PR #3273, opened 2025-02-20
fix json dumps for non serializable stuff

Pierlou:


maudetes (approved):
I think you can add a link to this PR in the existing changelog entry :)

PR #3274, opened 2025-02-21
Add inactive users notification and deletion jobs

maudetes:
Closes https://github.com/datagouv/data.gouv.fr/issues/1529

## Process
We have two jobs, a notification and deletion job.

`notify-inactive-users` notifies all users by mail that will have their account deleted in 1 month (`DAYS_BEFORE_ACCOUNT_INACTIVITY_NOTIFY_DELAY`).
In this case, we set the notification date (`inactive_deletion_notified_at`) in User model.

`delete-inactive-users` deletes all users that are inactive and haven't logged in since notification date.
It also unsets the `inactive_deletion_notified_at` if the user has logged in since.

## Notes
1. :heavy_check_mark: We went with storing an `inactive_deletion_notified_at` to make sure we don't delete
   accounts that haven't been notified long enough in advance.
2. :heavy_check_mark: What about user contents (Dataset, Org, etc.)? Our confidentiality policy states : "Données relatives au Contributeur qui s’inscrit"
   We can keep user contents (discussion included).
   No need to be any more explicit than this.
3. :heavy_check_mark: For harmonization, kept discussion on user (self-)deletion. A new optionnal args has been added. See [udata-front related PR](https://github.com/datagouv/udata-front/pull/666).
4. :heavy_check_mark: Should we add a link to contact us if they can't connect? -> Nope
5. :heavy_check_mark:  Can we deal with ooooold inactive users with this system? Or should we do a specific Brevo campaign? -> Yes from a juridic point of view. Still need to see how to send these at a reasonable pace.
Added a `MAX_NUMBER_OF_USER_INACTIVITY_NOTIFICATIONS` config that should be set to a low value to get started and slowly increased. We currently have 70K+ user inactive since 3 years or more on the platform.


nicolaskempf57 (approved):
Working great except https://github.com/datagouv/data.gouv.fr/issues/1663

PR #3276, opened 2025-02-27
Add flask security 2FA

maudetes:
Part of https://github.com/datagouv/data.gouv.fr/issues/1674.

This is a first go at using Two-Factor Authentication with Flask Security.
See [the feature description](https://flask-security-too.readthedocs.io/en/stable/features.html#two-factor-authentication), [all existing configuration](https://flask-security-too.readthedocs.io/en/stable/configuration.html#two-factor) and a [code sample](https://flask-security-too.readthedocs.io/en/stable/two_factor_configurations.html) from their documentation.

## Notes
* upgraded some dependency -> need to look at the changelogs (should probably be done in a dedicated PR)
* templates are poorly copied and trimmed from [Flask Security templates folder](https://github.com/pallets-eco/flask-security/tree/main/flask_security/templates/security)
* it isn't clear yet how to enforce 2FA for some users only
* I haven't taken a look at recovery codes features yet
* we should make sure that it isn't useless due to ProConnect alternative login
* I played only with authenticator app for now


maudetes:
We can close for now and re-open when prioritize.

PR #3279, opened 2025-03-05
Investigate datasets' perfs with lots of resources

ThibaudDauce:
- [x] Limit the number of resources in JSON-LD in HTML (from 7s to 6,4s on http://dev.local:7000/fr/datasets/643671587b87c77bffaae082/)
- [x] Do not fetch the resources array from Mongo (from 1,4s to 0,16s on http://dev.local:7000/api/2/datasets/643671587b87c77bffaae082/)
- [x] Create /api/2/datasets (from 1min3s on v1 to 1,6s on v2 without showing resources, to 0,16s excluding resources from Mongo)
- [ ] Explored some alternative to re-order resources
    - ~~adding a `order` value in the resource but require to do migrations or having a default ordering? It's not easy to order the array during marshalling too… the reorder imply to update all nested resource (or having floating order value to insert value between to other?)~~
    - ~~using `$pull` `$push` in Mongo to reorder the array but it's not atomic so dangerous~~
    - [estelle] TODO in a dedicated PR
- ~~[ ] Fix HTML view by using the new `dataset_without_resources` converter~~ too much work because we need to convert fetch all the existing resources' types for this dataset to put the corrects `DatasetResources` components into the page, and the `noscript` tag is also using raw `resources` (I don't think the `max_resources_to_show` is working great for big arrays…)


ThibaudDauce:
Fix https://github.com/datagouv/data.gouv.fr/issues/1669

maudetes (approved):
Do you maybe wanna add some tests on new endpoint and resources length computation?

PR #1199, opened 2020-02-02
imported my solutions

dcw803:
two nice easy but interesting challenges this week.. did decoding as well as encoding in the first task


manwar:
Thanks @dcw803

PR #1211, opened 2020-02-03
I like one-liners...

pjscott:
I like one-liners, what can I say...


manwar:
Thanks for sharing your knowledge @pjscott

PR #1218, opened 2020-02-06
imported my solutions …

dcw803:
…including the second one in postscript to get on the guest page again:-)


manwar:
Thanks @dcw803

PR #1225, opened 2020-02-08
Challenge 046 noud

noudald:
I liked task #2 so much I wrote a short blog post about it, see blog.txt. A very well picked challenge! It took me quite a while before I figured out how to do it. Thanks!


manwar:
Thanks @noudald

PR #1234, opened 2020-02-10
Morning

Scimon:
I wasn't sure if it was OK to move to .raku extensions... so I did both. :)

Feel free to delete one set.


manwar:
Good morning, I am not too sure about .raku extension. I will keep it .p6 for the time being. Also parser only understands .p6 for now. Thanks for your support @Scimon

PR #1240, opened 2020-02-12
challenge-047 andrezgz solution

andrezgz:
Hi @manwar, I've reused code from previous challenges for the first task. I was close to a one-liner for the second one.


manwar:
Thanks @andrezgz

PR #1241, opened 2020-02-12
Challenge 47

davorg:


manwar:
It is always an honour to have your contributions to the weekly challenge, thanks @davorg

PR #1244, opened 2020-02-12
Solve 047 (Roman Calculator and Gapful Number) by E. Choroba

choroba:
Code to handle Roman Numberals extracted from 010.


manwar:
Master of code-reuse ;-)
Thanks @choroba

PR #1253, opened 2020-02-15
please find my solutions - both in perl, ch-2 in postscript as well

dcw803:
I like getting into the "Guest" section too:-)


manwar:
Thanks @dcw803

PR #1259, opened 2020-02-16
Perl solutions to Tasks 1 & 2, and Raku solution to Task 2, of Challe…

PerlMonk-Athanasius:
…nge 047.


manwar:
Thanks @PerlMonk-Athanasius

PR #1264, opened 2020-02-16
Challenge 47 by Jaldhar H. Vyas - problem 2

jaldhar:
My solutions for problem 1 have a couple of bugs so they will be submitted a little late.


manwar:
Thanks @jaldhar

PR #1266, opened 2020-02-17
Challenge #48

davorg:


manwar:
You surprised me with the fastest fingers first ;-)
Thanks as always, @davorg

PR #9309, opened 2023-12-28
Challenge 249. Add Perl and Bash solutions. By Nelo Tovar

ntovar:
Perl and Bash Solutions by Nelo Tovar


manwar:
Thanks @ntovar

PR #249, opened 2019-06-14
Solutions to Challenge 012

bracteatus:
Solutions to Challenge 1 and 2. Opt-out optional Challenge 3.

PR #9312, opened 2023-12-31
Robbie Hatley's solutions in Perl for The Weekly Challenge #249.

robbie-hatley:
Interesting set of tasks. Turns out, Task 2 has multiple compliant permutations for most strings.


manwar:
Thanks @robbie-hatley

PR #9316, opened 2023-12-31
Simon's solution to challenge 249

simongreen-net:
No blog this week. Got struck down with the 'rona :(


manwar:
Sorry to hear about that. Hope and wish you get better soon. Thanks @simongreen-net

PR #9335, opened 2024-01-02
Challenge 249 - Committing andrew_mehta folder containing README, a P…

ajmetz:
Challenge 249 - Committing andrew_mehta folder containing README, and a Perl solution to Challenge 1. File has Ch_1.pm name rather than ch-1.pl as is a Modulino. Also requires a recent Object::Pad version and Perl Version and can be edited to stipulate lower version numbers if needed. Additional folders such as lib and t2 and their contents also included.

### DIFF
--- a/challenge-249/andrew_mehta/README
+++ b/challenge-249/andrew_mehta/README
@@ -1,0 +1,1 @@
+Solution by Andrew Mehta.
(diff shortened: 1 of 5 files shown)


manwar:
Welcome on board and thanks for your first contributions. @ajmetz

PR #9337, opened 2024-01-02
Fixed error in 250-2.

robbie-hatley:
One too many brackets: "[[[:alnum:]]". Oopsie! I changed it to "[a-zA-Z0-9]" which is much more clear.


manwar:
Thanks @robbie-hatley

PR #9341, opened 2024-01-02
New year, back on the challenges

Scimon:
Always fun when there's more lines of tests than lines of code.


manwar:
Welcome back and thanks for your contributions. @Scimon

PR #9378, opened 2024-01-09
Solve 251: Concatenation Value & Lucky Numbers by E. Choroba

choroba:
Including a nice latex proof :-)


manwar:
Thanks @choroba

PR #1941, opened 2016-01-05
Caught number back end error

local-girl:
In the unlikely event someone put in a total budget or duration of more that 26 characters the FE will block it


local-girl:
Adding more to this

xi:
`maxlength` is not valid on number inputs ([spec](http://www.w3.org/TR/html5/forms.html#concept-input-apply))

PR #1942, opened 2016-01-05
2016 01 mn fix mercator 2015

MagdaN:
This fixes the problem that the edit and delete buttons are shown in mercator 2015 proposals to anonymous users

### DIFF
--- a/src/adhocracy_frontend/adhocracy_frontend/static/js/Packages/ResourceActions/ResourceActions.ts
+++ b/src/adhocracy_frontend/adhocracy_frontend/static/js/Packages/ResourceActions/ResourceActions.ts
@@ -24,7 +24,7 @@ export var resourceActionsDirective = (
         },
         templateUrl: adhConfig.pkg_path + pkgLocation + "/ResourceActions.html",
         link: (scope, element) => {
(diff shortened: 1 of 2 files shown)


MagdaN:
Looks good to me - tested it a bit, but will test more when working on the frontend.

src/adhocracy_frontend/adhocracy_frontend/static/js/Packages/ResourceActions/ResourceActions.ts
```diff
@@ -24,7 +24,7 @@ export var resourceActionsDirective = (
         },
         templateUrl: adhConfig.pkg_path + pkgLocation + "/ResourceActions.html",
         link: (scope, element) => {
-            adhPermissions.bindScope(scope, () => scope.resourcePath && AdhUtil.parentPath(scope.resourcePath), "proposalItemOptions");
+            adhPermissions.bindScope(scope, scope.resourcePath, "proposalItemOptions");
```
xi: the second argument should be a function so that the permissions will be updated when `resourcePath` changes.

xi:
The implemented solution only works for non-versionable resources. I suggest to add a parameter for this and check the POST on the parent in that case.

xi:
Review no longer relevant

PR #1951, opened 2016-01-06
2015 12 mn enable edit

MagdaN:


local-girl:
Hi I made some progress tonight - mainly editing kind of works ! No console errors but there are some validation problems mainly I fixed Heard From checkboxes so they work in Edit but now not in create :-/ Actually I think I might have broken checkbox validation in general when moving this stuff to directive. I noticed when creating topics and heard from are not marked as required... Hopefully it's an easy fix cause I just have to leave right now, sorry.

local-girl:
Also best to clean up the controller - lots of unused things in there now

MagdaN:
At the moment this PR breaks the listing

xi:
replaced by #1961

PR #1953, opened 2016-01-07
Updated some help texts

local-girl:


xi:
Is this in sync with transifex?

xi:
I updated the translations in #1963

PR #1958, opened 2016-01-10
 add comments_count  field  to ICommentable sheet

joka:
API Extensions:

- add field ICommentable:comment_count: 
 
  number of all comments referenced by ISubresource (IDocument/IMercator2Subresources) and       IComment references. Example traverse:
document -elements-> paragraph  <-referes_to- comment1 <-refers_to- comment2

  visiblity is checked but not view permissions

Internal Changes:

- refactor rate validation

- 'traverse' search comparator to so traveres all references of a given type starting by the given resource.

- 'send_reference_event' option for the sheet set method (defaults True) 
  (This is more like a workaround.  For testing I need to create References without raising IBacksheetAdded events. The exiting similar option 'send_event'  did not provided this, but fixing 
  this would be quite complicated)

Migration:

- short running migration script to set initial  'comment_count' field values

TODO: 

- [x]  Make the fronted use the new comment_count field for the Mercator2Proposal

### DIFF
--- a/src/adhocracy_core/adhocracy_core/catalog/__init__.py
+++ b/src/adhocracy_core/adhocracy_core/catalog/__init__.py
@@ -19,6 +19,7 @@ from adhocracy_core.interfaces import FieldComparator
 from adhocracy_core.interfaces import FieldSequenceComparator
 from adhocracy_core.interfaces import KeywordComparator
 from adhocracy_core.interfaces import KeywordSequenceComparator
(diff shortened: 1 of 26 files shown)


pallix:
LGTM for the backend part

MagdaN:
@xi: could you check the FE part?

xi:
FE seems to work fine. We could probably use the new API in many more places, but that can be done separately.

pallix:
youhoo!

_ _ _ _ _

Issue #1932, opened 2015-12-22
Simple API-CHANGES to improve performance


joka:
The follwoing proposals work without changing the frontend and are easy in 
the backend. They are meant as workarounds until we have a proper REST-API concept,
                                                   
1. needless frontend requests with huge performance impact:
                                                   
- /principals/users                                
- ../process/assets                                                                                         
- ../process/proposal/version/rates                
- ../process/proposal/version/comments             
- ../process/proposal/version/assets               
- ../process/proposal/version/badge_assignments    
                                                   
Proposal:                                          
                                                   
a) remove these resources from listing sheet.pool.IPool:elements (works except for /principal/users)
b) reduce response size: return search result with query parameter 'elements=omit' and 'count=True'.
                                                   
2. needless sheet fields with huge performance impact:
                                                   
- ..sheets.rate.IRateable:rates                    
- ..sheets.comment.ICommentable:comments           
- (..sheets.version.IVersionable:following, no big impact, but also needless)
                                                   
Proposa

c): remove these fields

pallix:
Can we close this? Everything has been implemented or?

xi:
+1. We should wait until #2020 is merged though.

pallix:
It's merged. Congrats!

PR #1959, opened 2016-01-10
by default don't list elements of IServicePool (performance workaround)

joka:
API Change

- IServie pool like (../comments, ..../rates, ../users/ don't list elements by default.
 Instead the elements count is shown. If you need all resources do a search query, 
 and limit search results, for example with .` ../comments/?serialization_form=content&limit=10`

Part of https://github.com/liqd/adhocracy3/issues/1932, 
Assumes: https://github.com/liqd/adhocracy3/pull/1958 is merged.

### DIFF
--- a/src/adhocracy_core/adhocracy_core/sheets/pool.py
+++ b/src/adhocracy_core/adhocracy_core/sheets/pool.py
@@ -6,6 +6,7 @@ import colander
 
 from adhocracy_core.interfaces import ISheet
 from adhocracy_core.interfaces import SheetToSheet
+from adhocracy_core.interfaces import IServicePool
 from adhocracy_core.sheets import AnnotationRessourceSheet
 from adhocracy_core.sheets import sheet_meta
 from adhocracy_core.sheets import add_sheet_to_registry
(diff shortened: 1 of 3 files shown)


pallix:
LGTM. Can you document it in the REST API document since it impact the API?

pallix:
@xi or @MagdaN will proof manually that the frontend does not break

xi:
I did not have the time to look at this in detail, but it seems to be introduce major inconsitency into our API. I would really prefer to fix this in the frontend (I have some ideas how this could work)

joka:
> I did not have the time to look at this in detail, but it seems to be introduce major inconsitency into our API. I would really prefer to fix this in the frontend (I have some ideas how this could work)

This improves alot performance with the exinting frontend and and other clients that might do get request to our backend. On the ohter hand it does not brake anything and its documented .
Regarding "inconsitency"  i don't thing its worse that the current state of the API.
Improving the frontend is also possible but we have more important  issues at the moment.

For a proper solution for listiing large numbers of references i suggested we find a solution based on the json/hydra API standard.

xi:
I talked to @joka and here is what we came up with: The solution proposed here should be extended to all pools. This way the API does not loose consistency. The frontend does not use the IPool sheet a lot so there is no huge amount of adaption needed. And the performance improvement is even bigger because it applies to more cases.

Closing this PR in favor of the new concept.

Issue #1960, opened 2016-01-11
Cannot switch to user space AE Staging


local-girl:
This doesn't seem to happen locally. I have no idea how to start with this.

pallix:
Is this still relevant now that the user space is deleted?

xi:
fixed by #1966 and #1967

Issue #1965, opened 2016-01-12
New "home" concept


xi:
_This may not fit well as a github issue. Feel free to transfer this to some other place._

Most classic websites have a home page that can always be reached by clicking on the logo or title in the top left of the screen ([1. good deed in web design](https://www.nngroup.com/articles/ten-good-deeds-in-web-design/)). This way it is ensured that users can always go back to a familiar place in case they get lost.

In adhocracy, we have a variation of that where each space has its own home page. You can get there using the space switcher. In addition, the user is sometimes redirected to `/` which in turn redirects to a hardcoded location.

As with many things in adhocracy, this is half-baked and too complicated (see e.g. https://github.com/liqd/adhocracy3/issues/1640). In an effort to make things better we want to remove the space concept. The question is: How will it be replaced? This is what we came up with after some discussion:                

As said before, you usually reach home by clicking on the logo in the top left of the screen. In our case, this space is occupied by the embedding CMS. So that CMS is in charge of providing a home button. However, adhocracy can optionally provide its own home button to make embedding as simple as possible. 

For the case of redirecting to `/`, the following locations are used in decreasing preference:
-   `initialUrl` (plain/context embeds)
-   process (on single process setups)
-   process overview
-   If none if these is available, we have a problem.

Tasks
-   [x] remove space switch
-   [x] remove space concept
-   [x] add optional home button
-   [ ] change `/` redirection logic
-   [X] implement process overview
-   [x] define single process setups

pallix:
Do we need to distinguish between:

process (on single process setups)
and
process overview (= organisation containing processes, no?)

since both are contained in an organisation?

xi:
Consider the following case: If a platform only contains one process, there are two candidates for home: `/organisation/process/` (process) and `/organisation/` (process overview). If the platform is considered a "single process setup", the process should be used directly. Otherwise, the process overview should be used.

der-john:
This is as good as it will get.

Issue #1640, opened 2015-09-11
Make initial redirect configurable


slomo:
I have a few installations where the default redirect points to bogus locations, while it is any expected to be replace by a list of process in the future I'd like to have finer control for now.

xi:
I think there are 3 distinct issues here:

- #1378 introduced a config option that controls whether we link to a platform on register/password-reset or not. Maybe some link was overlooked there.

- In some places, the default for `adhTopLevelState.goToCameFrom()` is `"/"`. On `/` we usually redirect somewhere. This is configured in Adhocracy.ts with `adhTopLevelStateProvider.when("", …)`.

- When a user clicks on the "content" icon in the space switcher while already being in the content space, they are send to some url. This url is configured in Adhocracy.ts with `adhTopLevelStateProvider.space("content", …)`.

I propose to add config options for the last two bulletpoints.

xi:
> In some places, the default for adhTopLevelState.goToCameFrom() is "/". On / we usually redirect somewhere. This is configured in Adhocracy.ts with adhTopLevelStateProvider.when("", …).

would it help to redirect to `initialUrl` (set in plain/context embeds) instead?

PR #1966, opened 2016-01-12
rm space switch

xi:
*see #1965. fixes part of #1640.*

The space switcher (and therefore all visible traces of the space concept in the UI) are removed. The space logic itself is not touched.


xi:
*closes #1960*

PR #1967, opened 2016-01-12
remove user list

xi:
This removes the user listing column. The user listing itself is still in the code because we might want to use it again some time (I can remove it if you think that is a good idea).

_ _ _ _ _

*Work task:* Scan the records above for the lines holding "PR #3273, opened 2025-02-20" and "We can keep". Transcribe those two and every line between them word for word, and no others.

*Result of the task:*
PR #3273, opened 2025-02-20
fix json dumps for non serializable stuff

Pierlou:


maudetes (approved):
I think you can add a link to this PR in the existing changelog entry :)

PR #3274, opened 2025-02-21
Add inactive users notification and deletion jobs

maudetes:
Closes https://github.com/datagouv/data.gouv.fr/issues/1529

## Process
We have two jobs, a notification and deletion job.

`notify-inactive-users` notifies all users by mail that will have their account deleted in 1 month (`DAYS_BEFORE_ACCOUNT_INACTIVITY_NOTIFY_DELAY`).
In this case, we set the notification date (`inactive_deletion_notified_at`) in User model.

`delete-inactive-users` deletes all users that are inactive and haven't logged in since notification date.
It also unsets the `inactive_deletion_notified_at` if the user has logged in since.

## Notes
1. :heavy_check_mark: We went with storing an `inactive_deletion_notified_at` to make sure we don't delete
   accounts that haven't been notified long enough in advance.
2. :heavy_check_mark: What about user contents (Dataset, Org, etc.)? Our confidentiality policy states : "Données relatives au Contributeur qui s’inscrit"
   We can keep user contents (discussion included).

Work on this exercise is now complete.